--- EXERCISE ---
Copy out each line below containing "might".

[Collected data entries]
PR #12059, opened 2017-05-05
[OSX] - fix compilation for android on OSX hosts.

Memphiz:
This fixes cross compilation for android on MacOSX

## Description
Basically there were still some tools used outside of the toolchain which are not available on osx (on linux you wouldn't notice because they are there on the host).
Basically this ensures those tools are used from the toolchain instead. I also updated the android readme with some stuff. @koying for a review and maybe @hudokkow for the cmake stuff?

## Motivation and Context
Compiling for android on OSX was broken after the cmake transition.

## How Has This Been Tested?
I have compiled for android on Mac OS Sierra 10.12.4. - also @kraka40 who brought up the problems has tested it and also runtime tested the resulting apk. Thx alot for sticking to it @kraka40

## Types of change

## Checklist:

- [X] I have updated the documentation accordingly


wsnipex:
the zlib fix from @kraka40 looks saner then adding a patch.
The rest looks good to me.

jenkins build this please

Memphiz:
@wsnipex - are you sure this even could work when not cross compiling? For me it looks wrong when we don't even have a cross compile toolchain (like on linux native builds) no?

Memphiz:
Also looking at my patch - i don't think you can override that libtool path because it is hardcoded no? (it only workd for kraka40 because he had libtool installed in that path which isn't the normal case on osx imo).

kraka40:
I have a standard osx build. No special libtool install. I am ok with whatever team determines is best but I am a little partial to my zlib fix, seems more inline with intention of zlib maintainers.

Rechi:
I think `remove_fixe_ar_osx.patch` should always applied (not only if target is android) as otherwise it doesn't use the definition of `AR` from our configure / Makefile.include.

MrMC:
looks sane and agree with @Rechi

Memphiz:
@rechi but that hardcoded AR is in a "if darwin" branch inside that configure script ... but of course we can apply it always to make our Makefile a bit cleaner ... will change.

tools/depends/target/zlib/Makefile
```diff
@@ -21,7 +21,8 @@ $(TARBALLS_LOCATION)/$(ARCHIVE):
 $(PLATFORM): $(TARBALLS_LOCATION)/$(ARCHIVE) $(DEPS)
 	rm -rf $(PLATFORM); mkdir -p $(PLATFORM)
 	cd $(PLATFORM); $(ARCHIVE_TOOL) $(ARCHIVE_TOOL_FLAGS) $(TARBALLS_LOCATION)/$(ARCHIVE)
-	cd $(PLATFORM); patch -p0 < ../visibility.patch
+	cd $(PLATFORM); patch -p0 < ../visibility.patch
```
Rechi: unrelated white space change

Memphiz:
@kraka40 i have check my other sierra rig when i am back home from devcon - you are right that there is a libtool on my sierra partition on my hackbook.

kraka40:
Thanks for checking.., was starting to wonder what I might have installed

Memphiz:
@kraka40 i just had another look to it now. Well there is a /usr/bin/libtool indeed. But it can't be used for linking arm objects for android. This is the error it gives when trying to do so:
https://pastebin.com/0adSSeHF

kraka40:
Will check later... not sure I was using it.

Where are you picking it up?

Memphiz:
Sorry - where do I pick up what?

MrMC:
Try doing a 'cd $(PLATFORM); $(AUTORECONF) -vif'  before the configure. sometimes the pre-processed configure is not correct for cross.

Rechi:
zlib doesn't provide a `configure.ac` or `configure.in`

MrMC:
Ahh, one of 'those'.
Is depends configure not picking up zlib from the toolchain ?

kraka40:
@Memphiz 

Makefile.in overrides local libtool

export LIBTOOL=/Volumes/android-dev/kodi/kodi-depends/x86_64-darwin16.6.0-native/bin/libtool
export LIBTOOLIZE=/Volumes/android-dev/kodi/kodi-depends/x86_64-darwin16.6.0-native/bin/libtoolize

there is a conditional in the zlib configuration file to set AR=/usr/bin/libtool, but only if uname is Darwin

my patch #12040  this, so /usr/bin/libtool is not picked up.  Though that looks to have failed some test [ still not sure why or which one ]

Memphiz:
@kraka40 are we in line that your patch enforces cross compile even on native compile targets (f.e. Linux) which will not work? Or are you trying to say your patch works as is and is the better solution?

kraka40:
@Memphiz not sure on the native compile .. I'll need to deploy to my linux platform which I try not to compile on as is my pvr.  I assume the $HOST variable would be the native host so should work with a native compile, and therefore would work in both cases.  Has anyone tried it?

Rechi:
@Memphiz is there anything missing?

Memphiz:
Nothing beside a Jenkins build this please i guess.

PR #12063, opened 2017-05-05
[settings] fix custom localization of setting labels/options

Montellese:
Right now any settings dialog deriving from `CGUIDialogSettingsBase` can provide its own localization implementation for setting labels etc. This works great but I did not consider the labels used as part of the setting controls which currently all use `g_localizeStrings` instead of the settings dialog's specific localization implementation. This PR fixes it by passing an `ILocalizer` interface implementation to all the relevant parts of the settings GUI code.

Right now probably nobody will notice this because all strings are available through `g_localizeStrings` but it's inconsistent with the initial idea and it will fail when migrating add-on settings to core's settings system. Therefore there's no need for a backport to Krypton.

## Types of change

## Checklist:


Montellese:
jenkins build this please

Montellese:
Any objections? jenkins was happy before he was struck down ;-)

PR #12064, opened 2017-05-06
[OSX/Windowing] - replace deprecated functions for display mode switching

Memphiz:
As the topic says. This replaces some deprecated calls for switching display modes on osx (refreshrate switching for example).

## Motivation and Context
Just stumbled over it while investigating on how to switch displays into 3d mode via hdmi modes. (which doesn't work at all so there is no PR for this).

## How Has This Been Tested?
Tested on MacMini OSX Sierra (10.12.4) and OSX El Capitan 10.11.6.

## Types of change

- [X] Cleanup?

## Checklist:

@FernetMenta for a readover.

### DIFF
--- a/xbmc/windowing/osx/WinSystemOSX.mm
+++ b/xbmc/windowing/osx/WinSystemOSX.mm
@@ -227,6 +227,79 @@ CGDirectDisplayID GetDisplayID(int screen_index)
   return(displayArray[screen_index]);
 }
 
+int DisplayBitsPerPixelForMode(CGDisplayModeRef mode)
+{
+  int bitsPerPixel = 0;
+  
+  CFStringRef pixEnc = CGDisplayModeCopyPixelEncoding(mode);
+  if(CFStringCompare(pixEnc, CFSTR(IO32BitDirectPixels), kCFCompareCaseInsensitive) == kCFCompareEqualTo)
+  {
+    bitsPerPixel = 32;
+  }
+  else if(CFStringCompare(pixEnc, CFSTR(IO16BitDirectPixels), kCFCompareCaseInsensitive) == kCFCompareEqualTo)
+  {
+    bitsPerPixel = 16;
+  }
+  else if(CFStringCompare(pixEnc, CFSTR(IO8BitIndexedPixels), kCFCompareCaseInsensitive) == kCFCompareEqualTo)
+  {
+    bitsPerPixel = 8;
+  }
+  
+  CFRelease(pixEnc);
+  
+  return bitsPerPixel;
+}
+
+// mimic former behavior of deprecated CGDisplayBestModeForParameters
+CGDisplayModeRef BestMatchForMode(CGDirectDisplayID display, size_t bitsPerPixel, size_t width, size_t height, boolean_t &match)
+{
+  // Get a copy of the current display mode
+  CGDisplayModeRef displayMode = CGDisplayCopyDisplayMode(kCGDirectMainDisplay);
+  
+  // Loop through all display modes to determine the closest match.
+  // CGDisplayBestModeForParameters is deprecated on 10.6 so we will emulate it's behavior
+  // Try to find a mode with the requested depth and equal or greater dimensions first.
+  // If no match is found, try to find a mode with greater depth and same or greater dimensions.
+  // If still no match is found, just use the current mode.
+  CFArrayRef allModes = CGDisplayCopyAllDisplayModes(kCGDirectMainDisplay, NULL);
+  for(int i = 0; i < CFArrayGetCount(allModes); i++)	{
+    CGDisplayModeRef mode = (CGDisplayModeRef)CFArrayGetValueAtIndex(allModes, i);
+    
+    if(DisplayBitsPerPixelForMode(mode) != bitsPerPixel)
+      continue;
+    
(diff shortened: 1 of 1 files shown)


Memphiz:
JeNkIns build this please

xbmc/windowing/osx/WinSystemOSX.mm
```diff
@@ -227,6 +227,79 @@ CGDirectDisplayID GetDisplayID(int screen_index)
...
+  // Loop through all display modes to determine the closest match.
+  // CGDisplayBestModeForParameters is deprecated on 10.6 so we will emulate it's behavior
+  // Try to find a mode with the requested depth and equal or greater dimensions first.
+  // If no match is found, try to find a mode with greater depth and same or greater dimensions.
+  // If still no match is found, just use the current mode.
+  CFArrayRef allModes = CGDisplayCopyAllDisplayModes(kCGDirectMainDisplay, NULL);
+  for(int i = 0; i < CFArrayGetCount(allModes); i++)	{
+    CGDisplayModeRef mode = (CGDisplayModeRef)CFArrayGetValueAtIndex(allModes, i);
+    
+    if(DisplayBitsPerPixelForMode(mode) != bitsPerPixel)
```
Rechi: sign miss match, either change `DisplayBitsPerPixelForMode(...)` to return `size_t` or `bitsPerPixel` to `int`

Memphiz:
warning fixed @Rechi

MartijnKaijser:
ping @FernetMenta 
jenkins build this please

MartijnKaijser:
jenkins build this please

Memphiz:
I think this can go in then...

xbmc/windowing/osx/WinSystemOSX.mm
MartijnKaijser: @Memphiz you missed this comment?

Memphiz: Nope - i fixed that compile warning in the last commit of this very PR 10 days ago

Rechi: @MartijnKaijser was fixed, this is only the place where the warning occurred, but not the one which needed to be changed

ksooo:
Meh. This causes all kind of trouble on my late 2016 MBP (on macOS Sierra 10.12.5) - from only partially visible kodi UI to crashes.

Memphiz:
@ksooo how sure are you about that. Because it is not meant to change any behavior at all. Can you post a debug log for me? I tried it too of course with macmini and hackbook.

ksooo:
Pretty sure. ;-) maybe related to retina display?

debug log for a startup which ends with a crash: https://pastebin.com/RA4Zeaua
stack trace for the crash: https://pastebin.com/vJu1FqC4

Memphiz:
could you post a debug log with an older version before this change went in? It might be that the resolutions that are returned differ from the old api - thats what i need to check. Sorry for the inconvenience ...

Memphiz:
It tries to find a match for 1680 x 1050 @ 60Hz ... but in the iterated resolutions with the new api there is only a 1650 x 1050 @ 60 Hz (that 1650 looks wrong to me) ... thats why it crashes ... also please tell me which resolution is really selected in osx ...

ksooo:
debug log prior this PR: https://pastebin.com/GeY51EMY
screen resolution selected in Kodi: 1680x1050p
screen resolution selected in macOS: "Looks like 1680x1050" => 
screen shot 2017-05-22 at 22 32 20

Memphiz:
yap - 1680x1050 is not returned anymore ... can you try to remove your guisettings.xml and tell me if it startsup again then?

Memphiz:
@ksoo also please make a backup of your guisettings.xml before (hope its not to late). If deleting the guisettings.xml fixes it - please try again with the broken guisettings.xml and this code change:

https://pastebin.com/gu3LpcP6

It basically adds a last resort when we can't find a matching resolution from settings - it falls back to the resolution that was determined from the current screen (that should always be available of course). This is a transition migration problem i guess because your guisettings.xml doesn't "match" the hardware anymore due to the changed behavior of the resolution enumeration API.

ksooo:
yes, removing guisettings.xml solves the problem. no more crashes, correct kodi display dimensions.

ksooo:
> yes, removing guisettings.xml solves the problem. no more crashes, correct kodi display dimensions.

oops. tested without your PR. So, no good. Will retest this evening.

ksooo:
Still crashes after removing guisettings.xml
Will test your code change tonight.

ksooo:
Well, if a fresh guisettings.xml does not cure the problem, your hotfix will not help, right? I can save the time for testing this I guess.

Memphiz:
That depends if it still can't find a valid resolution.

ksooo:
My guisettings.xml (the"broken" one) does not contain any display dimension values. So, removing the file cannot fix anything, imo.

Memphiz:
Mhh - well if the crash is still because of not finding a match for the resolution - my patch should ensure that a match is found in theory.

ksooo:
Okay, will try out tonight. Not at home currently.

ksooo:
Does not work. See Slack for details.

PR #12066, opened 2017-05-06
Make passed options to ffmpeg works in all case.

Woddy321:
## Description
Problem here http://forum.kodi.tv/showthread.php?tid=312616

## Types of change

## Checklist:

### DIFF
--- a/xbmc/cores/VideoPlayer/DVDDemuxers/DVDDemuxFFmpeg.cpp
+++ b/xbmc/cores/VideoPlayer/DVDDemuxers/DVDDemuxFFmpeg.cpp
@@ -386,7 +386,7 @@ bool CDVDDemuxFFmpeg::Open(CDVDInputStream* pInput, bool streaminfo, bool filein
 
     m_pFormatContext->pb = m_ioContext;
 
-    AVDictionary *options = NULL;
+    AVDictionary *options = GetFFMpegOptionsFromInput();
     if (iformat->name && (strcmp(iformat->name, "mp3") == 0 || strcmp(iformat->name, "mp2") == 0))
     {
       CLog::Log(LOGDEBUG, "%s - setting usetoc to 0 for accurate VBR MP3 seek", __FUNCTION__);


xbmc/cores/VideoPlayer/DVDDemuxers/DVDDemuxFFmpeg.cpp
```diff
@@ -386,7 +386,7 @@ bool CDVDDemuxFFmpeg::Open(CDVDInputStream* pInput, bool streaminfo, bool filein
 
     m_pFormatContext->pb = m_ioContext;
 
-    AVDictionary *options = NULL;
+    AVDictionary *options = GetFFMpegOptionsFromInput();
```
FernetMenta: ffmpeg options are only supposed to be set for inputStreamFFmpeg

Razzeee: @FernetMenta could you be a bit more specific what that means for this PR?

--- REPLY ---
Thanks for checking.., was starting to wonder what I might have installed
could you post a debug log with an older version before this change went in? It might be that the resolutions that are returned differ from the old api - thats what i need to check. Sorry for the inconvenience ...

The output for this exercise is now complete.